De nos jours, les maladies mentales sont, plus que jamais, présentes autour de nous. Dans le monde moderne où on vit des pressions sociales, du stress, des situations difficiles, etc., de plus en plus de gens sont confrontés à ce type de maladies. Malheureusement, en 2012, la vision de la société vis-à-vis ce sujet est encore tabou. Pourquoi est-ce si difficile d’accepter ces maladies ? Les préjugés l’emportent encore trop souvent sur la raison et la maladie mentale demeure, la plupart du temps, tristement associée à la déviance et à la folie.
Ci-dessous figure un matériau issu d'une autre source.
PR #603, opened 2018-04-18
Add FIPS mode secret to buildah run and bud

umohnani8:
If the host is in FIPS mode and /etc/system-fips exists
/run/secrets/system-fips is created in the container so that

Fréquemment, on juge sans vraiment savoir de quelle maladie il s’agit et comment elle agit sur l’individu. Je crois que la société à encore un grand pas à faire face à ce sujet tabou. Trop souvent, on associe la dépression à un échec, un manque de courage ou une faiblesse. Pourtant, c’est tout le contraire. Les personnes qui se relèvent d’une dépression sont fortes, courageuses et persévérantes et fournissent beaucoup d’efforts pour s’en sortir et en guérir. Lorsqu’un individu est atteint d’un cancer, de diabète ou autres maladies physiques, on ne porte aucun jugement sur son état, car la maladie montre des symptômes physiques apparents, contrairement à ceux qui souffrent de dépression, de bipolarité et de schizophrénie. La société doit évoluer afin d’arriver à accepter ces maladies de la même façon que les maladies physiques.

Ce n’est pas parce qu’un individu est atteint d’une maladie mentale qu’il commettra nécessairement un crime, il n’est pas forcément dangereux pour la société. La personne qui traverse un moment difficile dans sa vie n’est pas remplie de mauvaises intentions envers les autres pour autant. Il faut arrêter de voir les gens souffrant de maladies mentales comme des déviants ou des fous.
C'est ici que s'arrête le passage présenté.